I want to resolve this as I am in a new relationship and I don't want it to be an issue. I would really like some light shed on this. Is it a security issue with them, is it just alone time with them away from kids, I mean I really don't know and seriously asking to hopefully recieve several womens views on this?? Thank you in advance.


----------



## Thunder7 (Jan 2, 2013)

I'm sort of in the opposite situation. I also work a swing shift but my wife has adjusted in the opposite direction. I've always told her just because I come home late doesn't mean you have to stay up and wait for me. But now, she's up til at least 3am every night, regardless of my work schedule and in spite of the fact our daughter gets up for school at 6:20am. She then goes back to bed and sleeps til whenever. In her defense, she is productive during those late night hours. She's usually on the computer: bills, college tuition stuff, etc. 

My biggest complaint is that I can't get her to go to bed when I do, again, regardless of my schedule. It's probably the biggest reason we're still 0 for 2014.


----------



## john1068 (Nov 12, 2013)

As you already mentioned...it's not about sex. It's about intimacy. I almost always prefer that my wife go to bed with me. And when she brings her iPhone or her laptop to bed, it robs me of that husband/wife time...same goes for her. I work all day, she takes care of the kids, all evening we're parents. Bed time is our time to be husband and wife. If we go to bed at different times, we miss out on that time.


----------



## WayUpNorth (Dec 14, 2013)

I dated a gal like this. God forbid I'm not tired when she is, or maybe want/need to hit the sack early.


----------



## mineforever (Jan 31, 2013)

I am that wife that wants her man in bed with her....I like to feel his body next to mine when we go to bed. We have been married 32yrs and we have slept spooned in the buff since our honeymoon. He is my blanket, he wraps himself around me and holds my breasts and lays his head on top of mine.
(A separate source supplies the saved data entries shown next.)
PR #5189, opened 2026-06-05
Fix Emerging-Optimizers install instructions

### LINKED ISSUE #5179: Muon optimizer is unusable: `emerging_optimizers` not installable from PyPI
### Description
`megatron/core/optimizer/muon.py` requires the `emerging_optimizers` package:

```python
# muon.py
from emerging_optimizers.orthogonalized_optimizers import (
    OrthogonalizedOptimizer, get_muon_scale_factor,
)
from emerging_optimizers.orthogonalized_optimizers.muon_utils import newton_schulz_tp
HAVE_EMERGING_OPTIMIZERS = True
```

If the import fails, `HAVE_EMERGING_OPTIMIZERS=False` and any attempt to build the optimizer hits:

```python
# muon.py:187
assert HAVE_EMERGING_OPTIMIZERS, "Emerging Optimizers is not installed."
```

i.e. **`--optimizer muon` is completely unusable without this package.**

### Problem
`pip install emerging_optimizers` does **not** install a working package — the name on PyPI resolves to a placeholder/stub (version `999.9.9`), not the module `muon.py` imports. I could not find the real package published anywhere public, nor a pin/source in `requirements*.txt`, `pyproject.toml`, or the docs.

### Questions
1. Where is the real `emerging_optimizers` package meant to be obtained (PyPI? a public git repo? NGC)?
2. Could it be published to PyPI, or pinned via a git URL in the requirements, or vendored?
3. Could `muon.py` print an actionable install hint at the `HAVE_EMERGING_OPTIMIZERS` assert (where to get it) instead of just "not installed"?

### Repro
```
git checkout d942260dd
pip install emerging_optimizers        # installs the stub, not the real module
python -c "from emerging_optimizers.orthogonalized_optimizers import OrthogonalizedOptimizer"
# ImportError -> HAVE_EMERGING_OPTIMIZERS=False -> Muon unusable
```

### Env
Megatron-LM @ `d942260dd`, Python 3.12, CUDA/torch (B200). Single-node.

janEbert:

# What does this PR do ?
Fix Emerging-Optimizers install instructions, which were previously incorrectly pointing at PyPI.

## Issue tracking

Fix https://github.com/NVIDIA/Megatron-LM/issues/5179

### DIFF
--- a/megatron/core/optimizer/__init__.py
+++ b/megatron/core/optimizer/__init__.py
@@ -756,7 +756,8 @@ def _get_megatron_emerging_optimizer(
     if not HAVE_EMERGING_OPTIMIZERS:
         raise ImportError(
             f"emerging-optimizers package is required for optimizer='{eopt_name}'. "
-            "Install it with: pip install emerging-optimizers"
+            "Install it with: "
+            "pip install git+https://github.com/NVIDIA-NeMo/Emerging-Optimizers.git"
         )
     assert not (use_layer_wise and config.overlap_param_gather_with_optimizer_step), (
         "overlap_param_gather_with_optimizer_step is not supported with "
--- a/megatron/core/optimizer/__init__.py
+++ b/megatron/core/optimizer/__init__.py
@@ -756,7 +756,7 @@ def _get_megatron_emerging_optimizer(
     if not HAVE_EMERGING_OPTIMIZERS:
         raise ImportError(
             f"emerging-optimizers package is required for optimizer='{eopt_name}'. "
-            "Install it with: "
+            "Install it with:\n"
             "pip install git+https://github.com/NVIDIA-NeMo/Emerging-Optimizers.git"
         )
     assert not (use_layer_wise and config.overlap_param_gather_with_optimizer_step), (


ericharper (approved):

megatron/core/optimizer/__init__.py
```diff
@@ -756,7 +756,8 @@ def _get_megatron_emerging_optimizer(
     if not HAVE_EMERGING_OPTIMIZERS:
         raise ImportError(
             f"emerging-optimizers package is required for optimizer='{eopt_name}'. "
-            "Install it with: pip install emerging-optimizers"
+            "Install it with:\n"
+            "pip install git+https://github.com/NVIDIA-NeMo/Emerging-Optimizers.git"
```
skyw, line 760: Nit: may be include versions in the instruction?

skyw (approved):

megatron/core/optimizer/__init__.py
janEbert: Then we'd have to continuously update it :/

janEbert: So I've started to look into how to properly do this. One option would be to add an extra `setuptools.package-data` file into the package (e.g., `megatron/core/_emerging-optimizers_rev.toml`, created during `setup.py`. The file would contain the EO version/revision string, simply parsed from `pyproject.toml`, and we could parse that file to improve this message at runtime.

The caveat of this approach is that the package gets "dirtied" with this extra file and the required changes become a bit broader. I suppose especially the modification of `setup.py` would be critical/undesired.

janEbert:
This PR has become redundant since we now own the PyPI package, making the instructions correct.

PR #5195, opened 2026-06-05
fix(moe): align aux-loss routing map with dispatch for grouped routing and expert bias

### LINKED ISSUE #2767: [QUESTION] MoE score for aux loss
I noticed that compute_routing_scores_for_aux_loss in megatron/core/transformer/moe/moe_utils.py does not handle grouped topk routing, while topk_routing_with_score_function does. This may cause the auxiliary loss to optimize for a different routing distribution than what is actually used for token dispatching.

Is this intentional behavior, or is it a bug?
If intentional, what is the reasoning behind using different routing logic for aux loss vs. actual token dispatching?

Connor-XY:
## What

Fixes #2767. The MoE auxiliary-loss routing map is built by `compute_routing_scores_for_aux_loss`, but it selected experts differently from the actual dispatch path (`topk_routing_with_score_function`), so the aux loss could optimize for a routing distribution that differs from what is dispatched.

Two sources of divergence are addressed:

1. **Group-limited routing** — the aux-loss map used a plain `torch.topk`, ignoring `moe_router_num_groups`/`moe_router_group_topk`. It now uses the same `group_limited_topk` selection as dispatch.
2. **Expert bias** — for `sigmoid`/`sqrtsoftplus`, dispatch adds `expert_bias` to the *un-normalized* scores before top-k. The aux-loss path now threads `expert_bias` through and selects on `raw_scores + expert_bias`, while still returning the normalized scores used by the loss.

The fused aux-loss kernel is bypassed when group routing or expert bias is in use (it cannot account for either). `softmax` is unaffected — the dispatch path never applies expert bias there, and the pre-/post-softmax selection input is preserved.

## Why

With grouping and/or aux-loss-free expert bias enabled (e.g. DeepSeek-V3-style configs), the routing map fed to the aux loss did not match the tokens actually dispatched, so the load-balancing signal was computed against the wrong distribution.

## Testing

My world is good with him wrapped around me holding me...it makes me feel secure and complete. Sometimes he gets frisky...sometimes we just cuddle and go to sleep...either way our day ends and begins together.
_Posted via Mobile Device_


----------



## CouldItBeSo (Mar 11, 2013)

I think it makes sense when you're living together as partners. The best situation is to have the same sleeping rhythm and the more different it is the more disconnected you'll become as a couple. IMO.


----------



## tennisstar (Dec 19, 2011)

I assume they go to bed around the sane time because of their work schedules. I try to go to bed around the same time each night so I can get up and be at work on time. Also I have a demanding jib, so if I don't get around 7-8 hours of sleep, it affects me and my work. My husband works different shifts and I try to be up when he gets home and go to bed at the same time; however sometimes I just have to go to bed. 
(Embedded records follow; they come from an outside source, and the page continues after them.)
PR #1662, opened 2025-07-02
Speed up model parallel initialization

alexqdh:
The process groups are created on all ranks regardless of whether the current rank was actually part of that group. This is extremely time-consuming, especially during large-scale distributed training. By default, in torch groups should be created in the same order in all processes. 

Parameter `use_local_synchronization=True` is added to all `create_group()` calls to enable local synchronization optimization, which can further improve performance during group creation. After modification, process groups are now only created when the current rank is actually part of the group `(if rank in ranks:)`.

PR #5214, opened 2026-06-08
Speed up model parallel initialization

alexqdh:
Continues the rebase work from #1662

The process groups are created on all ranks regardless of whether the current rank was actually part of that group. This is extremely time-consuming, especially during large-scale distributed training. By default, in torch groups should be created in the same order in all processes.

Parameter `use_local_synchronization=True` is added to all `create_group()` calls to enable local synchronization optimization, which can further improve performance during group creation. After modification, process groups are now only created when the current rank is actually part of the group (`if rank in ranks:`).


Victarry:
https://docs.pytorch.org/docs/main/distributed.html#torch.distributed.new_group

There is a requirement from pytorch side:
> This function requires that all processes in the main group (i.e. all processes that are part of the distributed job) enter this function, even if they are not going to be members of the group. Additionally, groups should be created in the same order in all processes.

Could you please check if there are any potentials risks when we use `use_local_synchronization`?

alexqdh:
> https://docs.pytorch.org/docs/main/distributed.html#torch.distributed.new_group
> 
> There is a requirement from pytorch side:
> 
> > This function requires that all processes in the main group (i.e. all processes that are part of the distributed job) enter this function, even if they are not going to be members of the group. Additionally, groups should be created in the same order in all processes.
> 
> Could you please check if there are any potentials risks when we use `use_local_synchronization`?

Actually, this requirement is the default behavior when creating a new group (`use_local_synchronization=False`). When we set `use_local_synchronization=True`, it allows new groups to be created without requiring them to be in the same order across ranks. This results in a significant speedup, especially with a large number of ranks.

guihong-nv:
/ok to test [5a0c348](https://github.com/NVIDIA/Megatron-LM/pull/5214/commits/5a0c348ec17068d574546b32ad98aae805c65420)

deepakn94:
What PyTorch version introduced this new kwarg?

alexqdh:
> What PyTorch version introduced this new kwarg?

@deepakn94  It looks like it was first present in the PyTorch 2.1 documentation: https://docs.pytorch.org/docs/2.1/distributed.html#torch.distributed.new_group

alexqdh:
@deepakn94 Could you help review this PR when you have time, thanks

guihong-nv:
@alexqdh Please resolve the failing tests.

alexqdh:
@guihong-nv  The failing tests have been fixed. Could you help retrigger the tests?

alexqdh:
@Phlip79 Fix some code style issues, please help retrigger the tests, thx

YangFei1990:
When reading the PT doc:
> N.B. use_local_synchronization doesn’t work with MPI.

> N.B. While use_local_synchronization=True can be significantly faster with larger clusters and small process groups, care must be taken since it changes cluster behavior as non-member ranks don’t join the group barrier().

> N.B. use_local_synchronization=True can lead to deadlocks when each rank creates multiple overlapping process groups. To avoid that, make sure all ranks follow the same global creation order.

I think there are some implications, we should not suddenly set it to be True as default behavior. Maybe add a config to trigger it?

alexqdh:
> When reading the PT doc:
> 
> > N.B. use_local_synchronization doesn’t work with MPI.
> 
> > N.B. While use_local_synchronization=True can be significantly faster with larger clusters and small process groups, care must be taken since it changes cluster behavior as non-member ranks don’t join the group barrier().
> 
> > N.B. use_local_synchronization=True can lead to deadlocks when each rank creates multiple overlapping process groups. To avoid that, make sure all ranks follow the same global creation order.
> 
> I think there are some implications, we should not suddenly set it to be True as default behavior. Maybe add a config to trigger it?

@YangFei1990  Thanks, I have updated the PR to add `use_local_synchronization` config, please review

I assume the issue is these women have a sleep schedule they are trying to keep in order to be productive at work etc during the day.
_Posted via Mobile Device_


----------



## lifeistooshort (Mar 17, 2013)

john1068 said:


> As you already mentioned...it's not about sex. It's about intimacy. I almost always prefer that my wife go to bed with me. And when she brings her iPhone or her laptop to bed, it robs me of that husband/wife time...same goes for her. I work all day, she takes care of the kids, all evening we're parents. Bed time is our time to be husband and wife. If we go to bed at different times, we miss out on that time.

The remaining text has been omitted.